DDOT originally planned to tear down the spans of the existing 11th Street Bridges, but leave the piers standing. The agency planned to connect the bicycle/pedestrian lane on the new local-only span with two of the piers left over from the demolition of the downstream span. Pedestrian observation platforms would be built on the piers. At both ends of the local-only span, the city also proposed building fishing piers, which would extend into the Anacostia River. The overlooks and fishing piers were expected to be completed in the fall of 2012 or the spring of 2013.

However, in March 2012 the Office of Planning within the D.C. Mayor's office proposed retaining the downstream span and turning it into a recreational destination. The inspiration for the concept came from New York City's High Line, a linear park and aerial greenway built on a section of the former elevated New York Central Railroad spur. The Office of Planning's initial concept proposed building a new 925 ft superstructure on the piers, complete with utilities (electricity, natural gas, sewage, fresh water). A self-sustaining public-private partnership would develop parks, restaurants, and outdoor entertainment features on the span. City planners argued the concept would connect parks and trails along both sides of the Anacostia River, provide a "destination attraction" in the city's impoverished Southeast which could enhance retail sales as well as economic development in the area, and provide badly needed outdoor recreational facilities to residents of the Anacostia neighborhood. The cost of building a new span was estimated at between $25 and $35 million.

The city made its planning proposal about 45 to 60 days before demolition was to have begun on the existing span. It said it would hold a national design competition in the summer of 2012.

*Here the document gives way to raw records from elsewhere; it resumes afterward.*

PR #1563, opened 2024-10-14
Added templating and access requests buttons to the new model create screen

ghost:
image

### DIFF
--- a/frontend/src/entry/CreateEntry.tsx
+++ b/frontend/src/entry/CreateEntry.tsx
@@ -107,7 +107,7 @@ export default function CreateEntry({ createEntryKind, onBackClick }: CreateEntr
     }
   }
 
-  const privateLabel = () => {
+  const privateLabel = useMemo(() => {
     return (
       <Stack direction='row' justifyContent='center' alignItems='center' spacing={1}>
         <Lock />
@@ -119,9 +119,9 @@ export default function CreateEntry({ createEntryKind, onBackClick }: CreateEntr
         </Stack>
       </Stack>
     )
-  }
+  }, [createEntryKind])
 
-  const publicLabel = () => {
+  const publicLabel = useMemo(() => {
     return (
       <Stack direction='row' justifyContent='center' alignItems='center' spacing={1}>
         <LockOpen />
@@ -133,43 +133,35 @@ export default function CreateEntry({ createEntryKind, onBackClick }: CreateEntr
         </Stack>
       </Stack>
     )
-  }
+  }, [createEntryKind])
 
-  const TemplateLabel = ({ createEntryKind }) => {
-    const CreateTemplateLabel = useMemo(() => {
-      return (
-        <Stack direction='row' justifyContent='center' alignItems='center' spacing={1}>
-          <FolderCopy />
-          <Stack sx={{ my: 1 }}>
-            <Typography fontWeight='bold'>Templating</Typography>
-            <Typography variant='caption'>
-              {`Allow this to be used as a template for another ${EntryKindLabel[createEntryKind]}`}
-            </Typography>
-          </Stack>
+  const allowTemplatingLabel = useMemo(() => {
+    return (
+      <Stack direction='row' justifyContent='center' alignItems='center' spacing={1}>
+        <FolderCopy />
+        <Stack sx={{ my: 1 }}>
+          <Typography fontWeight='bold'>Templating</Typography>
+          <Typography variant='caption'>
+            {`Allow this to be used as a template for another ${EntryKindLabel[createEntryKind]}`}
+          </Typography>
         </Stack>
-      )
-    }, [createEntryKind])
+      </Stack>
+    )
+  }, [createEntryKind])
 
-    return CreateTemplateLabel
-  }
-
-  const UngovernedAccessLabel = ({ createEntryKind }) => {
-    const createUngovernedAccessLabel = useMemo(() => {
-      return (
-        <Stack direction='row' justifyContent='center' alignItems='center' spacing={1}>
-          <Gavel />
-          <Stack sx={{ my: 1 }}>
-            <Typography fontWeight='bold'>Ungoverned Access Requests</Typography>
-            <Typography variant='caption'>
-              {`Allow users to request access without the need for authorisation from ${EntryKindLabel[createEntryKind]} owners`}
-            </Typography>
-          </Stack>
+  const ungovernedAccessLabel = useMemo(() => {
+    return (
+      <Stack direction='row' justifyContent='center' alignItems='center' spacing={1}>
+        <Gavel />
+        <Stack sx={{ my: 1 }}>
+          <Typography fontWeight='bold'>Ungoverned Access Requests</Typography>
+          <Typography variant='caption'>
+            {`Allow users to request access without the need for authorisation from ${EntryKindLabel[createEntryKind]} owners`}
+          </Typography>
         </Stack>
-      )
-    }, [createEntryKind])
-
-    return createUngovernedAccessLabel
-  }
+      </Stack>
+    )
+  }, [createEntryKind])
 
   if (isCurrentUserError) {
     return <MessageAlert message={isCurrentUserError.info.message} severity='error' />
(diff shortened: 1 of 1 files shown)


frontend/src/entry/CreateEntry.tsx
```diff
@@ -60,6 +62,8 @@ export default function CreateEntry({ createEntryKind, onBackClick }: CreateEntr
   const [collaborators, setCollaborators] = useState<CollaboratorEntry[]>(
     currentUser ? [{ entity: `${EntityKind.USER}:${currentUser?.dn}`, roles: ['owner'] }] : [],
   )
+  const [ungovernedAccess, setungovernedAccess] = useState<boolean>(false)
```
ARADDCC002, line 65: `boolean` and `string` can be inferred from their defaults so we don't need to declare the types, so we can just do `useState(false)`.

frontend/src/entry/CreateEntry.tsx
```diff
@@ -174,24 +194,36 @@ export default function CreateEntry({ createEntryKind, onBackClick }: CreateEntr
...
-                  data-test='publicButtonSelector'
-                />
-                <FormControlLabel
-                  value='private'
-                  control={<Radio />}
-                  label={privateLabel()}
-                  data-test='privateButtonSelector'
-                />
-              </RadioGroup>
+              <Box sx={{ display: 'flex', flexDirection: 'column', gap: 1 }}>
```
ARADDCC002, line 197: We don't need to use this `<Box/>` component here

frontend/src/entry/CreateEntry.tsx
```diff
@@ -174,24 +194,36 @@ export default function CreateEntry({ createEntryKind, onBackClick }: CreateEntr
...
+                    label={publicLabel()}
+                    data-test='publicButtonSelector'
+                  />
+                  <FormControlLabel
+                    value='private'
+                    control={<Radio />}
+                    label={privateLabel()}
+                    data-test='privateButtonSelector'
+                  />
+                  <FormControlLabel
```
ARADDCC002, line 215: The option to allow for templating should appear at the bottom of the expansion menu under or above the choice to allow for ungoverned access. Although I can see why you'd put it under "Access control", this section is accessing the model card page - easy mistake to make though!

frontend/src/entry/CreateEntry.tsx
```diff
@@ -224,6 +256,16 @@ export default function CreateEntry({ createEntryKind, onBackClick }: CreateEntr
                     ]}
                   />
                 </Box>
+                <FormControlLabel
```
ARADDCC002, line 259: I would put the "allow templating" option here, and I'd suggest adding a sub-heading of "Additional settings", a bit like how the user selector appears under the heading of "Manage access list".

To easily space out different components you can use the MUI `<Stack />` component, which works like so:

```
<Stack spacing={2}>
  <Typography>This is some text!</Typography>
  <Typography>This is some more text!</Typography>
</Stack>
```

ARADDCC002 (changes requested):

frontend/src/entry/CreateEntry.tsx
```diff
@@ -130,6 +136,34 @@ export default function CreateEntry({ createEntryKind, onBackClick }: CreateEntr
     )
   }
 
+  const templateLabel = () => {
```
ARADDCC002, line 139: `const templateLabel = useCallback(() => {`

frontend/src/entry/CreateEntry.tsx
```diff
@@ -130,6 +136,34 @@ export default function CreateEntry({ createEntryKind, onBackClick }: CreateEntr
...
+          <Typography fontWeight='bold'>Templating</Typography>
+          <Typography variant='caption'>
+            {`Allow this to be used as a template for another ${EntryKindLabel[createEntryKind]}`}
+          </Typography>
+        </Stack>
+      </Stack>
+    )
+  }
+
+  const ungovAccessLabel = () => {
```
ARADDCC002, line 153: `const ungovAccessLabel = useCallback(() => {`

I'd also consider renaming this to `ungovernedAccessLabel` as well

ARADDCC002 (changes requested):

frontend/src/entry/CreateEntry.tsx
```diff
@@ -224,6 +258,32 @@ export default function CreateEntry({ createEntryKind, onBackClick }: CreateEntr
...
+                    control={
+                      <Switch
+                        onChange={(e) => setungovernedAccess(e.target.checked)}
+                        checked={ungovernedAccess}
+                        size='small'
+                      />
+                    }
+                  />
+                  <FormControlLabel
+                    value='false'
```
ARADDCC012, line 276: `value` can be removed

ARADDCC012 (changes requested):

ARADDCC002 (approved):

frontend/src/entry/CreateEntry.tsx
```diff
@@ -130,6 +135,42 @@ export default function CreateEntry({ createEntryKind, onBackClick }: CreateEntr
     )
   }
 
+  const TemplateLabel = ({ createEntryKind }) => {
```
ARADDCC012, line 138: This should just be (I suggest changing the name to be clear that it in itself isn't a template):
```
const allowTemplatingLabel = useMemo(() => {
      return (
        <Stack direction='row' justifyContent='center' alignItems='center' spacing={1}>
          <FolderCopy />
          <Stack sx={{ my: 1 }}>
            <Typography fontWeight='bold'>Templating</Typography>
              {`Allow this to be used as a template for another ${EntryKindLabel[createEntryKind]}`}
            </Typography>
          </Stack>
        </Stack>
      )
    }, [createEntryKind])
```

It's important to note that hooks in react have to be called in the same order on every render cycle, so they should always be defined at the base of the component.

I suggest having a quick read on how memo hooks work in particular, but in short this is for performance reasons. https://react.dev/reference/react/useMemo

frontend/src/entry/CreateEntry.tsx
```diff
@@ -130,6 +135,42 @@ export default function CreateEntry({ createEntryKind, onBackClick }: CreateEntr
...
+            </Typography>
+          </Stack>
+        </Stack>
+      )
+    }, [createEntryKind])
+
+    return CreateTemplateLabel
+  }
+
+  const UngovernedAccessLabel = ({ createEntryKind }) => {
```
ARADDCC012, line 156: Same here, this should be:
```
    const ungovernedAccessLabel = useMemo(() => {
      return (
        <Stack direction='row' justifyContent='center' alignItems='center' spacing={1}>
          <Gavel />
          <Stack sx={{ my: 1 }}>
            <Typography fontWeight='bold'>Ungoverned Access Requests</Typography>
              {`Allow users to request access without the need for authorisation from ${EntryKindLabel[createEntryKind]} owners`}
            </Typography>
          </Stack>
        </Stack>
      )
    }, [createEntryKind])
```

frontend/src/entry/CreateEntry.tsx
```diff
@@ -224,6 +265,31 @@ export default function CreateEntry({ createEntryKind, onBackClick }: CreateEntr
...
+                  </Typography>
+                  <FormControlLabel
+                    control={
+                      <Switch
+                        onChange={(e) => setungovernedAccess(e.target.checked)}
+                        checked={ungovernedAccess}
+                        size='small'
+                      />
+                    }
+                    label={UngovernedAccessLabel({ createEntryKind })}
```
ARADDCC012, line 280: This should be `label={ungovernedAccessLabel}`

frontend/src/entry/CreateEntry.tsx
```diff
@@ -224,6 +265,31 @@ export default function CreateEntry({ createEntryKind, onBackClick }: CreateEntr
...
+                  />
+                  <FormControlLabel
+                    control={
+                      <Switch
+                        onChange={(event) => setAllowTemplating(event.target.checked)}
+                        checked={allowTemplating}
+                        size='small'
+                      />
+                    }
+                    label={TemplateLabel({ createEntryKind })}
```
ARADDCC012, line 290: This should be `label={allowTemplatingLabel}`

ARADDCC012 (changes requested):

ARADDCC012 (approved):

PR #1566, opened 2024-10-15
Feature/bai 1466 record who exports a model

JR40159:


backend/src/services/smtp/smtp.ts
```diff
@@ -193,7 +193,7 @@ async function sendEmail(email: Mail.Options) {
     log.info({ messageId: info.messageId }, 'Email sent')
   } catch (err) {
     const content = { to: email.to, subject: email.subject, text: email.text }
-    log.warn(content, `Unable to send email`)
+    log.warn({ content, err }, `Unable to send email`)
```
ARADDCC012, line 196: Super minor, but as this will show in the logs can we call this `error` instead of `err`?

ARADDCC012 (approved):

PR #1571, opened 2024-10-16
Fix overflow wrap on model card summary

ghost:


frontend/src/common/MarkdownDisplay.tsx
```diff
@@ -17,31 +18,34 @@ export default function MarkdownDisplay({ children }: MarkdownDisplayProps) {
...
-          component: Typography,
-          props: {
-            gutterBottom: true,
-            variant: 'caption',
-            paragraph: true,
-          },
+          component: (props: TypographyProps) => (
+            <Typography
+              gutterBottom
+              paragraph
```
ARADDCC012, line 39: This isn't your doing, but this shouldn't be a paragraph. This prop can be removed

frontend/src/common/MarkdownDisplay.tsx
```diff
@@ -17,31 +18,34 @@ export default function MarkdownDisplay({ children }: MarkdownDisplayProps) {
...
+              variant='caption'
+              component='h2'
```
ARADDCC012, line 41: This should be using `component='h4'`

frontend/src/common/MarkdownDisplay.tsx
```diff
@@ -17,31 +18,34 @@ export default function MarkdownDisplay({ children }: MarkdownDisplayProps) {
...
-          props: {
-            gutterBottom: true,
-            variant: 'caption',
-            paragraph: true,
-          },
+          component: (props: TypographyProps) => (
+            <Typography
+              gutterBottom
+              paragraph
+              variant='caption'
```
ARADDCC012, line 40: We should fix this while we're here. A heading should not be using `caption`. I suggest changing the variants on all headings as follows:
h2 -> variant='h5'
h3 -> variant='h6'
h4 -> variant='subtitle1'

frontend/src/common/MarkdownDisplay.tsx
```diff
@@ -17,31 +18,34 @@ export default function MarkdownDisplay({ children }: MarkdownDisplayProps) {
...
+              sx={{ wordWrap: 'break-word' }}
+              {...props}
+            />
+          ),
         },
         p: {
-          component: Typography,
-          props: { paragraph: true },
+          component: (props: TypographyProps) => <Typography sx={{ wordWrap: 'break-word' }} {...props} />,
         },
```
ARADDCC012, line 49: To fix the wrapping for a single paragraph you'll need to add the following to override the styling of `span`s:
```
        span: {
          component: (props: TypographyProps) => (
            <Typography component='span' sx={{ wordWrap: 'break-word' }} {...props} />
          ),
        },
```

ARADDCC012 (approved):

Reaction to the plan was mixed. Attendees at the city's meeting were reported to be highly enthusiastic. But Beth Purcell, president of the Capitol Hill Restoration Society, called the plan "bizarre" and argued that the city should not delay construction of the overlooks and fishing piers in favor of an unstudied design proposal with no funding. David Alpert, of the prominent local blog Greater Greater Washington, was more muted in his criticism. Writing for The Washington Post, he pointed out that the "recreation bridge" connected two neighborhoods of only moderate population density, and was not easily accessed from either side of the river. He argued that the space would have to have enough activity and importance to make it a "destination" space day and night. He cautioned that the space could easily turn into a dead zone or encourage crime and that the space would have to be connected to the 11th Street Bridges local-only span's bicycle/pedestrian lanes. He also suggested that one or more DC Streetcar stops be created along the bridge.